MIPT has created a system to automatically track an object using various cameras. Andrey Leus, one of the leading researchers of the Laboratory of Special Purpose Digital Systems of the Moscow Institute of Physics and Technology, told socialbites.ca.
Modern computer algorithms make it possible to recognize images from photos and videos, including human faces. However, in most cases, such programs can only record the fact of the presence of a target object in the frame of one of the cameras; For long-term observation of a person (or machine) and restoration of its course, operator intervention is required.
“The system we created allows you to create tracks. [записи пути] to link together images of observed objects and different cameras. Most modern surveillance cameras with image recognition define each found object as a “new found object” and the system will not see the link between them, even if another camera is observing it at that moment. Imagine a car driving through the city, but its number can only be recognized on a camera. “Our algorithm allows us to identify an image of a car with a visible license plate with an image of the same car on other cameras where the license plate is not visible.”
In this way, the surveillance system can automatically track the target object and “transfer” it to the next cameras in turn. Human perception can serve as a crude analogy: if in one close-up we find the person we need in a crowd with a hat and a long coat, then in other frames we can recognize him simply by seeing a silhouette. faceless hat and coat.
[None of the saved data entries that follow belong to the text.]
Issue #811, opened 2026-08-12
console: every select popup is pinned to its trigger's width, so option labels are clipped mid-word


oxoxDev:
## Summary

`SelectContent` sets the popup to `w-(--anchor-width)` — an exact match to the
trigger's width. The triggers are `w-fit`, so a trigger showing a short value
(`trigger`, `none`, `agent`) produces a popup that is too narrow for its own
options, and every label is cut mid-word.

## Where it bites hardest

The workflow **create** and **edit** panes, where the option labels are the
documentation — each one explains what the node kind does, and the explanation
is the half that gets cut:

```
Trigger — starts the w…        Agent — a teammate…
Condition — branches…          Merge — combines s…
Transform — reshape…           Output — reports the…
```

The schedule picker on a trigger node has the same problem:

```
No schedule (run man…          Weekly — Monday 09…
```

An operator picking a node kind for the first time is reading exactly the text
that is missing.

## Not confined to workflows

The rule lives in the shared primitive (`frontend/src/components/ui/select.tsx`),
so it applies to all 25 `<SelectContent>` sites — tasks, people, skills, memory,
inbox, artifacts, usage, connections, domain settings, feedback. Workflows is
where it is most visible because its labels are the longest, not because it is
the only one affected.

## Cause

`frontend/src/components/ui/select.tsx`, the `SelectContent` popup className:

```
w-(--anchor-width)
```

`--anchor-width` is the trigger's width. Binding `width` to it makes the popup
exactly as wide as the trigger and no wider, whatever the options need. The
convention this component follows elsewhere is a *minimum*, not an exact match:
the popup should never be narrower than its trigger, and should be free to grow
to fit its content.

## Fix

Make it a floor with a ceiling, rather than an exact width:

```
min-w-(--anchor-width)   max-w-[min(28rem,var(--available-width))]
```

Verified live against `smoke1` on `staging-d0f908bb` by injecting exactly this
rule: all eight node kinds and all five schedule options render in full, and the
popup still cannot exceed the viewport.

Nothing gets narrower under this change — the popup's floor is what its width
used to be — so no existing dropdown can start clipping as a result.

## Verification

- [ ] Node-kind picker shows all eight labels in full, create **and** edit pane
- [ ] Schedule picker shows all five options in full
- [ ] A long teammate name does not push the popup past the viewport
- [ ] Popups elsewhere (tasks, people, skills) are unchanged or wider, never narrower

PR #1025, opened 2026-08-18
fix(console): show the select popup's truncation at the cut edge (#975)

### LINKED ISSUE #975: workflows: the selector truncates with no sign there are more, so workflows below the fold go unseen
## Summary

The workflow selector shows only ~4–5 entries before it needs scrolling, with **no affordance saying more exist**. Found during live QA on `smoke1.staging.opencompany.work` (17 Aug), where the company has 8 workflows: **Feature Pipeline**, **AJ** and **TESTINGG** were below the fold and one of them — Feature Pipeline, the healthiest workflow on the tenant, 13 runs — was missed on first pass.

## Why this is worth fixing rather than shrugging at

The dropdown is the only route to a workflow that is not currently selected. If a user cannot see that the list continues, an unscrolled dropdown is indistinguishable from a complete one. The QA tester recorded two workflows as *"Not inspected due to dropdown truncation"* — the control silently under-reported the company's own contents to someone whose job was to enumerate them.

## Repro

1. Open a company with 8+ workflows.
2. Go to **Workflows** and open the selector.
3. Only the first ~4–5 render; nothing indicates the rest.

Verified **not** reproducing at 6 workflows (all six fit) — so this is count-dependent, and a fix should be tested against a company with enough workflows to overflow.

## Suggested direction

A count next to the control (`Workflows 8`) would help but is not sufficient on its own — it tells you the total without telling you the list is cut. Prefer a visible scroll affordance on the menu itself, so the truncation is apparent at the point of truncation.

## Not to be confused with

- **#824** — the workflows *toolbar* overflowing a clipped ancestor (closed)
- **#812** — the *add-node* dropdown's legibility (closed)

Both are different controls. This one is unfiled.

Source: live QA report, `smoke1.staging.opencompany.work`, 17 Aug 2026 (BUG-07).

M3gA-Mind:
## Summary

The workflow selector showed ~4–5 of a company's 8 workflows with nothing saying more existed. Live QA
recorded two as *"not inspected due to dropdown truncation"* — including Feature Pipeline, the healthiest
workflow on the tenant, 13 runs. The control under-reported the company's own contents to someone whose job
was to enumerate them.

**The issue's diagnosis — and my own first hypothesis — were both wrong, and measuring is what caught it.**
The issue says there is no affordance. There is one, it mounts at the right moment, and it is visible. My
first guess was that the arrows never mount at all; a Chromium measurement killed that too.

## The two measured facts this rests on

Taking these first, because without them the obvious fix is "add a count badge, add a scrollbar" — which
layers a third signal on top of two working ones and leaves the actual cause untouched.

**1. Base UI trades the native scrollbar away *because* the arrow is meant to be the signal.**

`SelectList` gets `base-ui-disable-scrollbar` whenever scroll arrows are mounted. Measured on the live
component:

```
listClasses:      "p-1 base-ui-disable-scrollbar"
scrollbarWidthPx: 0            // offsetWidth - clientWidth
```

So the arrow is not *a* signal, it is the *only* remaining one. Anything wrong with it is total.

**2. The arrow was an opaque strip painted over the half-clipped next row.**

The arrow was a low-contrast chevron on a flat `bg-popover` band pinned to the bottom edge. Underneath it,
the list was already doing the right thing. Hiding the arrow and screenshotting what it covered:

```
listBottom: 217
rowsNearEdge: [
  { n: 6, t: 166, b: 194, clippedAtListBottom: false },
  { n: 7, t: 194, b: 222, clippedAtListBottom: true   },   <-- cut mid-row at the boundary
  ...
]
```

**"Workflow 7" was there all along, clipped mid-row** — a textbook "content continues" cue. The opaque strip
was painting over exactly it, so the list ended on a clean, uncut row. A list that ends tidily reads as a
list that ended.

## The fix

Stop covering it. Both arrows fade to transparent instead of filling:

```
bottom-0 items-end   bg-gradient-to-t from-popover from-30% to-transparent
top-0    items-start bg-gradient-to-b from-popover from-30% to-transparent
```

The clipped row shows through, faded, so the boundary reads as a cut rather than an end. `from-30%` keeps the
outer 30% solid and the chevron is pinned there (`items-end` / `items-start`), so making the strip
see-through costs the icon no contrast.

One change to the shared primitive, so all ~20 selects in the console get it rather than the workflow picker
alone.

**A count beside the trigger was the issue's other suggestion and is deliberately not what this does.** A
total tells you how many exist; it does not tell you the list in front of you is cut. It would also have to
be added to each select one at a time, and it would sit at the trigger rather than at the point of
truncation, which is where the information was missing.

## API Or Behavior Changes

- Both select scroll arrows fade to transparent instead of painting an opaque band. Visible everywhere
  `SelectContent` is used.
- `SELECT_SCROLL_UP_ARROW_CLASSES` / `SELECT_SCROLL_DOWN_ARROW_CLASSES` are exported for the regression test
  (see Tests for why they have to be).
- No change to when an arrow appears — that is Base UI's, and it was already correct.

## Tests

`frontend/test/unit/select-scroll-affordance.test.ts`, 8 cases pinning: each arrow fades to transparent,
neither carries a flat `bg-popover`, each fades away from its own edge (swapping them would fade the popup's
outer edge into the page and leave the row still covered), and the chevron sits on the solid end.

**Teeth proved by reverting: 7 of the 8 fail** against the old opaque strip. The eighth is the
guard-the-guard case (`top-0` / `bottom-0`), which the old strip also satisfied — reporting 7, not 8.

**Why it asserts strings, stated plainly.** jsdom does no layout, so Base UI never measures the list as
scrollable and **the arrows never mount there**; rendering the parts standalone throws for want of
`SelectRootContext`. There is no rendered element to interrogate. The rule is therefore pinned at its source,
following the same precedent as `select-popup-width.test.ts` (#811) in this file, and the behavioural proof
is the browser work below.

**Browser verification — 12 entries, real Chromium, viewport constrained to force the cut.** It does *not*
reproduce at full viewport height (the popup simply fits), which matches the issue's "not at 6 workflows".

| | before | after |
|---|---|---|
| light | 6 rows, clean end, faint chevron | 6 rows **+ faded clipped "Workflow 7"** under the chevron |
| dark | same | same — `from-popover` and `text-muted-foreground` are theme tokens, so both adapt; chevron measured at `oklch(0.682 …)` on the dark popover |

Up-arrow checked symmetrically by scrolling to the end: it appears, and the down arrow correctly disappears.

- [x] `cargo fmt --all -- --check` — N/A: console-only change, no Rust touched.
- [x] `cargo clippy --all-targets -- -D warnings` — N/A: console-only change, no Rust touched.
- [x] `cargo build --all-targets` — N/A: console-only change, no Rust touched.
- [x] `cargo test` — N/A for Rust. The console gates were run instead: `pnpm typecheck` (`tsc -b --noEmit`)
      clean, and `pnpm test` **886 passed / 86 files**. There is no eslint config under `frontend/`, so
      `typecheck` is the lint gate.

## Documentation

The reasoning lives at the code: `SELECT_SCROLL_ARROW_CLASSES` carries why a gradient rather than a chevron
alone, why the scrollbar is not the answer here, and why a count was rejected. The test header records the
two measured facts so the next reader does not have to re-derive them.

Closes tinyhumansai/opencompany#975

### DIFF
--- a/frontend/src/components/ui/select.tsx
+++ b/frontend/src/components/ui/select.tsx
@@ -88,6 +88,57 @@ function SelectTrigger({
 const SELECT_POPUP_CLASSES =
   "relative isolate z-50 max-h-(--available-height) max-w-[min(28rem,var(--available-width))] min-w-[min(max(9rem,var(--anchor-width)),28rem,var(--available-width))] origin-(--transform-origin) overflow-x-hidden overflow-y-auto rounded-lg bg-popover text-popover-foreground shadow-md ring-1 ring-foreground/10"
 
+/**
+ * The shared look of both scroll arrows (issue #975).
+ *
+ * # Why a gradient and not just a chevron
+ *
+ * An arrow was already here and already worked: Base UI mounts it exactly when
+ * the list can scroll further, and a browser measurement confirms it is present
+ * and visible at the moment of truncation. It was still missed in live QA, where
+ * a tester recorded two of a company's eight workflows as *"not inspected due to
+ * dropdown truncation"* — including the healthiest one on the tenant.
+ *
+ * The reason is that it was the **only** signal. Base UI adds
+ * `base-ui-disable-scrollbar` to the list whenever scroll arrows are mounted, so
+ * the native scrollbar is deliberately traded away for the arrow — and the arrow
+ * was a small low-contrast chevron on a flat `bg-popover` strip, below a list
+ * that ended on a clean, uncut row. A list that ends tidily reads as a list that
+ * ended. There was nothing at the cut edge saying otherwise.
+ *
+ * The gradient is what makes the edge itself the affordance: the row under the
+ * arrow fades out instead of stopping square, so the content visibly continues
+ * past the boundary rather than finishing at it. `from-55%` keeps the chevron
+ * sitting on solid `popover` so it loses no contrast, and only the half nearest
+ * the content fades.
+ *
+ * A count beside the trigger (`Workflows 8`) was the issue's other suggestion
+ * and is deliberately **not** what this does. A total tells you how many exist;
+ * it does not tell you that the list in front of you is cut, and it would have
+ * to be added to each of the twenty-odd selects in the console one at a time.
+ * This is one change to the shared primitive and it lands at the point of
+ * truncation, which is where the information was missing.
+ *
+ * `h-7` over the old `py-1`: the gradient needs vertical room to read as a fade
+ * rather than a band, and a fixed height keeps both arrows the same size whether
+ * or not their icon renders.
+ */
+const SELECT_SCROLL_ARROW_CLASSES =
+  "z-10 flex h-7 w-full cursor-default justify-center text-muted-foreground [&_svg:not([class*='size-'])]:size-4"
+
+/**
+ * Exported for `select-scroll-affordance.test.ts`, which cannot reach them any
+ * other way: Base UI mounts a scroll arrow only once it measures the list as
+ * scrollable, and jsdom does no layout — so the arrows never render there, and
+ * rendering the parts standalone throws for want of `SelectRootContext`. The
+ * rule is therefore pinned at its source, and the behavioural proof (a real
+ * Chromium, twelve entries, a constrained viewport) lives in the PR.
+ */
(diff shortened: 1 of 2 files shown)


M3gA-Mind:
@coderabbitai review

At the same time, each object is not assigned an image, but a whole series at different distances and from different angles.
“When recording a track, each camera records a series of shots. Therefore, not a picture is associated with the object, but a whole set of hundreds and thousands. After memorizing this dataset, we can easily recognize the object in the next camera and continue watching it,” Leus explained.
In this case, the surveillance system can be connected to the area where the cameras are located. This allows, for example, to monitor a student’s participation in lectures – to determine in which audience and when a person is present.